Which lines below mention "semantically"? Pick each one out.

• [Stored data]:
--------------------------------------------------

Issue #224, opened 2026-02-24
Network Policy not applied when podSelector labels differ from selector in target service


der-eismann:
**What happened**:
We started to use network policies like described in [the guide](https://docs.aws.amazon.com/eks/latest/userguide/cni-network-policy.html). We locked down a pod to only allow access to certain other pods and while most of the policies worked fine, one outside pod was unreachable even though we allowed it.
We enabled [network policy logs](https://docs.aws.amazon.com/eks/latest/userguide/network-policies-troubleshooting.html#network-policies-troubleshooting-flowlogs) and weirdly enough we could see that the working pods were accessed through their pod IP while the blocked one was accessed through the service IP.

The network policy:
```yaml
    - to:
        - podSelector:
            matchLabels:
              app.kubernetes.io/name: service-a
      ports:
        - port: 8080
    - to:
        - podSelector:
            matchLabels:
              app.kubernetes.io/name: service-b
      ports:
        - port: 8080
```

--------------------------------------------------

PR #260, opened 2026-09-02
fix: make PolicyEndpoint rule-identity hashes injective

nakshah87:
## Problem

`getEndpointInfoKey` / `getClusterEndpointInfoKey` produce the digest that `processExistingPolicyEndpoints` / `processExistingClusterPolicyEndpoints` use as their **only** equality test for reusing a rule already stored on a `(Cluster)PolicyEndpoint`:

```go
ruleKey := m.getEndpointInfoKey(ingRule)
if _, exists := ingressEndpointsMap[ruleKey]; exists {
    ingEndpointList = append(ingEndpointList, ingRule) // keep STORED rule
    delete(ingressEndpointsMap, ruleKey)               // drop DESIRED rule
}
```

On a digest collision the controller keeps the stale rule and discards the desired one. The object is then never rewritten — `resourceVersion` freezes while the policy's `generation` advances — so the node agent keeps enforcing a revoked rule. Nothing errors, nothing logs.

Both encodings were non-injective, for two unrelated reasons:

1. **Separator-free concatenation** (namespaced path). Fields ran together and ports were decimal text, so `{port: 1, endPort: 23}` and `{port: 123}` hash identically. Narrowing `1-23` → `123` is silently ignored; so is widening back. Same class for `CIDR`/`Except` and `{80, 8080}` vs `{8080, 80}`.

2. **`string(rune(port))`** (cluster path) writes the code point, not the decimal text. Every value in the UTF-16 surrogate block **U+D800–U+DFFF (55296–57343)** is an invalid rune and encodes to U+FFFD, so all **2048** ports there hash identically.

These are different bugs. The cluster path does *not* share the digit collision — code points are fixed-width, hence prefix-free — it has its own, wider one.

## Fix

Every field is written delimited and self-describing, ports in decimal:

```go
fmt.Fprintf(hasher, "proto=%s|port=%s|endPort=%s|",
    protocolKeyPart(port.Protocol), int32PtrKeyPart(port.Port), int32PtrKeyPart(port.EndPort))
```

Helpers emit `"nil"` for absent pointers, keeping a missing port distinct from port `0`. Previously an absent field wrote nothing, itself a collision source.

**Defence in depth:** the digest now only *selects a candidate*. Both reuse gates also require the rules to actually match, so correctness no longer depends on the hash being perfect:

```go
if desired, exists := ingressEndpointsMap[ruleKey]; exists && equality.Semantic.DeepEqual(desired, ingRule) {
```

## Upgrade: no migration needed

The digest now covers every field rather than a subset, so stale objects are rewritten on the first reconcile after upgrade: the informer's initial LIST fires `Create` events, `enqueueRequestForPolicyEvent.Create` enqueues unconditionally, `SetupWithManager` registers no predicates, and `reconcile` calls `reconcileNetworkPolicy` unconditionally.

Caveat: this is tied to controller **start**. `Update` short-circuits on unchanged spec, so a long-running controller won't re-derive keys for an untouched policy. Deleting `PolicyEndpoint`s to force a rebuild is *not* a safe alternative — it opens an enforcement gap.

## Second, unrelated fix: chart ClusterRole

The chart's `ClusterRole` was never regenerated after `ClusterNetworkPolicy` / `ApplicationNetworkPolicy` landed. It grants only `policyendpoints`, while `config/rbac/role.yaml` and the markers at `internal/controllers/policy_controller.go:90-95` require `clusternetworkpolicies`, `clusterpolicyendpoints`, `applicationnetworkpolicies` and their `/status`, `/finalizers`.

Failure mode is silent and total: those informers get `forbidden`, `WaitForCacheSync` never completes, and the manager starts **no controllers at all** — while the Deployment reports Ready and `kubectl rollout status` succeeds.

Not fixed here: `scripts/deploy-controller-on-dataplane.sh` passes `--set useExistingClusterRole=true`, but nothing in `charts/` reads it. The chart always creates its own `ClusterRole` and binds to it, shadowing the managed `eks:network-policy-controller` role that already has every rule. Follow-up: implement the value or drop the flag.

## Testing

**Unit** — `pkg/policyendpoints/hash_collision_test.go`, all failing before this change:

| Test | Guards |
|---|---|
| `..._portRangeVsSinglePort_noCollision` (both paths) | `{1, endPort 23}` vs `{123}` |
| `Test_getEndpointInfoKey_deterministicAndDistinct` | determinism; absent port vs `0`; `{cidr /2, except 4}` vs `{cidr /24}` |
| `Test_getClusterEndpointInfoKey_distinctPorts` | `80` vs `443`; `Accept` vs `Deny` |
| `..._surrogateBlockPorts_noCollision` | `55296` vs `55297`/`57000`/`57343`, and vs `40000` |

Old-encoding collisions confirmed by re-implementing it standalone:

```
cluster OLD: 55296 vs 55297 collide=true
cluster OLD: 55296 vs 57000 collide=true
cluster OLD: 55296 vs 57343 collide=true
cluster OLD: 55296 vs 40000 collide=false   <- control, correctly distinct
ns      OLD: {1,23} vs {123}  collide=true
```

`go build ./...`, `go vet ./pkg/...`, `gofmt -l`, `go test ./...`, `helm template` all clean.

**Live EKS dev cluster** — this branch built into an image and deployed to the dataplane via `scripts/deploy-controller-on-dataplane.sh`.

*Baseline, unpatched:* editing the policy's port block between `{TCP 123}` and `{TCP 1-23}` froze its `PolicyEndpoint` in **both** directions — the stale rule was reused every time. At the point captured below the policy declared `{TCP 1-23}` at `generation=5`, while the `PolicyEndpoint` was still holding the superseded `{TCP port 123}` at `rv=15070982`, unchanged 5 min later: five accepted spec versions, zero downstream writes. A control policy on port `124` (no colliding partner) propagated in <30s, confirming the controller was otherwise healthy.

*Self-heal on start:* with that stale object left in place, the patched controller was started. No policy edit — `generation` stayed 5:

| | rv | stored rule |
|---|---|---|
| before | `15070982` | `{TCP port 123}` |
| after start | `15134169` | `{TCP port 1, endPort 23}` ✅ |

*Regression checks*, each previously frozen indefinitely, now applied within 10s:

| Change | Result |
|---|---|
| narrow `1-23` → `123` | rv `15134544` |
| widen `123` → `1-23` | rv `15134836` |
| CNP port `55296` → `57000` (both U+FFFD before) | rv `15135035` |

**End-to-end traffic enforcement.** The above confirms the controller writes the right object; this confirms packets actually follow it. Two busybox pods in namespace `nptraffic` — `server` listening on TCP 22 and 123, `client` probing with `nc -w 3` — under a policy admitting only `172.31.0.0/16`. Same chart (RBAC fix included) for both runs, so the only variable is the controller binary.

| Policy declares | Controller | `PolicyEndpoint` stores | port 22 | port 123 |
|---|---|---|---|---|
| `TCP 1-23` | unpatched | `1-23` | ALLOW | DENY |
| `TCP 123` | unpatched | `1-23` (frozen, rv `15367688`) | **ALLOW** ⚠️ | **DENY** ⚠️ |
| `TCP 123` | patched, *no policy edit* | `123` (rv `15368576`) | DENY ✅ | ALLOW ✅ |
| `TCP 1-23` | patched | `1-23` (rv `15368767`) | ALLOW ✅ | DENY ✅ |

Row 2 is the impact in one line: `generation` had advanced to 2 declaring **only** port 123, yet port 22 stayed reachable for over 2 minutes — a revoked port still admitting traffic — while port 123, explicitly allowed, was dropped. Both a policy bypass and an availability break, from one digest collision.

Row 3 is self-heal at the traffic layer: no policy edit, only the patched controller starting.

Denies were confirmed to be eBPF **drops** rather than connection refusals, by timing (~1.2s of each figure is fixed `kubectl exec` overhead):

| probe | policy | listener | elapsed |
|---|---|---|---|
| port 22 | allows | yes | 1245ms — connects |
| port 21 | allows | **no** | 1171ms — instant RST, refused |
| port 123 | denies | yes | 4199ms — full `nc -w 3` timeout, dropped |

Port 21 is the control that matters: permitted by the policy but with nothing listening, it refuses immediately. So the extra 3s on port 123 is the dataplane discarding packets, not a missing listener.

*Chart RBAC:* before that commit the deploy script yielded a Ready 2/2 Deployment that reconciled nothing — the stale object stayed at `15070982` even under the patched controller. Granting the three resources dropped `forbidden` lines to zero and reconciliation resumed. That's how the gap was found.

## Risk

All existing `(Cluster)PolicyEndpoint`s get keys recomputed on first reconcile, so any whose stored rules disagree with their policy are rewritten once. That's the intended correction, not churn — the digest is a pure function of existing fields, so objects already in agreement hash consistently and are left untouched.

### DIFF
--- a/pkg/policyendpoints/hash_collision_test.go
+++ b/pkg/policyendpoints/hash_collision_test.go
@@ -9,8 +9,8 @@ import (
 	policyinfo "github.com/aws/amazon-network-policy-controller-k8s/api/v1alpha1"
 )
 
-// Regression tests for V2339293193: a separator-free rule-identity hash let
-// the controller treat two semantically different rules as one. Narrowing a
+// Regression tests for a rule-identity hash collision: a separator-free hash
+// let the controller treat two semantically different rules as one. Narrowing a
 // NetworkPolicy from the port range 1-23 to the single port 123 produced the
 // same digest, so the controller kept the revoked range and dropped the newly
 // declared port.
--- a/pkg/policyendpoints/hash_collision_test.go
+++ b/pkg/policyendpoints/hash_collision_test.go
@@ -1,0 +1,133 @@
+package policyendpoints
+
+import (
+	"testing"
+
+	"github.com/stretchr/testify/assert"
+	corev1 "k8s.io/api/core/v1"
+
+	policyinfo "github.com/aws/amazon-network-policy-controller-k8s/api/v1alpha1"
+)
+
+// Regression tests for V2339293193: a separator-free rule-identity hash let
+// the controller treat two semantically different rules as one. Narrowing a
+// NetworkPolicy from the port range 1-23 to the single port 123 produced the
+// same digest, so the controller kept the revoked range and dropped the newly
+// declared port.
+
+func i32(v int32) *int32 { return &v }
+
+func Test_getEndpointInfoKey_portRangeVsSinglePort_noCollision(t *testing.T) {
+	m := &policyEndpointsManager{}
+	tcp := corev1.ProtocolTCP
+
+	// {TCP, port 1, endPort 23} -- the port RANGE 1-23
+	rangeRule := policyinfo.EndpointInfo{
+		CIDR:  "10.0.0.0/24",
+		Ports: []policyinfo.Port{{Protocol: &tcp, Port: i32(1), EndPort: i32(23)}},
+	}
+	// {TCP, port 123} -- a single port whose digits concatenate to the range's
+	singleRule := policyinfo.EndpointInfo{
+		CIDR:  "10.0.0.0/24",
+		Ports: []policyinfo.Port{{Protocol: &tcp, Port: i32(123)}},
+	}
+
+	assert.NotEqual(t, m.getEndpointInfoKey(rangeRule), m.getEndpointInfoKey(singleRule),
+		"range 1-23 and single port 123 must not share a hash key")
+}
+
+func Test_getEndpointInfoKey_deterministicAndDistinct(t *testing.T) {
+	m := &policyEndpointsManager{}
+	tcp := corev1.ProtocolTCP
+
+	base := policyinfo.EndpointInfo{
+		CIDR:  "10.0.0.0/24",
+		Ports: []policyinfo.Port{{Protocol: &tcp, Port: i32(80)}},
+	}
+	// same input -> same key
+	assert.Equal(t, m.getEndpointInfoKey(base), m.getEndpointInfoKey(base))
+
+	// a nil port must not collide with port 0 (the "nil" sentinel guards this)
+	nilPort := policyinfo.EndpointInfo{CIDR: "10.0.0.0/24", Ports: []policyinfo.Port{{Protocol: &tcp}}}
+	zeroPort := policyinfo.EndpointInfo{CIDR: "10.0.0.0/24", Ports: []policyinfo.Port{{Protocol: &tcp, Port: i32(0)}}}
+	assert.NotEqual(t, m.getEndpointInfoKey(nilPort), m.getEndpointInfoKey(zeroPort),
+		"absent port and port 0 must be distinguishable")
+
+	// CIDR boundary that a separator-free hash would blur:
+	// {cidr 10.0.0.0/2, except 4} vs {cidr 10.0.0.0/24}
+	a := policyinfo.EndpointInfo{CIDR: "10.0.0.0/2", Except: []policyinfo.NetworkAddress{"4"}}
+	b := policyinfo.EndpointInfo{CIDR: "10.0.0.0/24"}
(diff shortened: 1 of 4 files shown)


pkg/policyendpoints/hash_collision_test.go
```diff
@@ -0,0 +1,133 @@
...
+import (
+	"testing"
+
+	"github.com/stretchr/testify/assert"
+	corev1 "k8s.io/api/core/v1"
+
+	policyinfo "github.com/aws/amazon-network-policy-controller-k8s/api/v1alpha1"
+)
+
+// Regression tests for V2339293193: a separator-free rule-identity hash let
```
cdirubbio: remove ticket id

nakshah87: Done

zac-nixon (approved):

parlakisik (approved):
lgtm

--------------------------------------------------

• [Answer box]:
-// the controller treat two semantically different rules as one. Narrowing a
+// let the controller treat two semantically different rules as one. Narrowing a
+// the controller treat two semantically different rules as one. Narrowing a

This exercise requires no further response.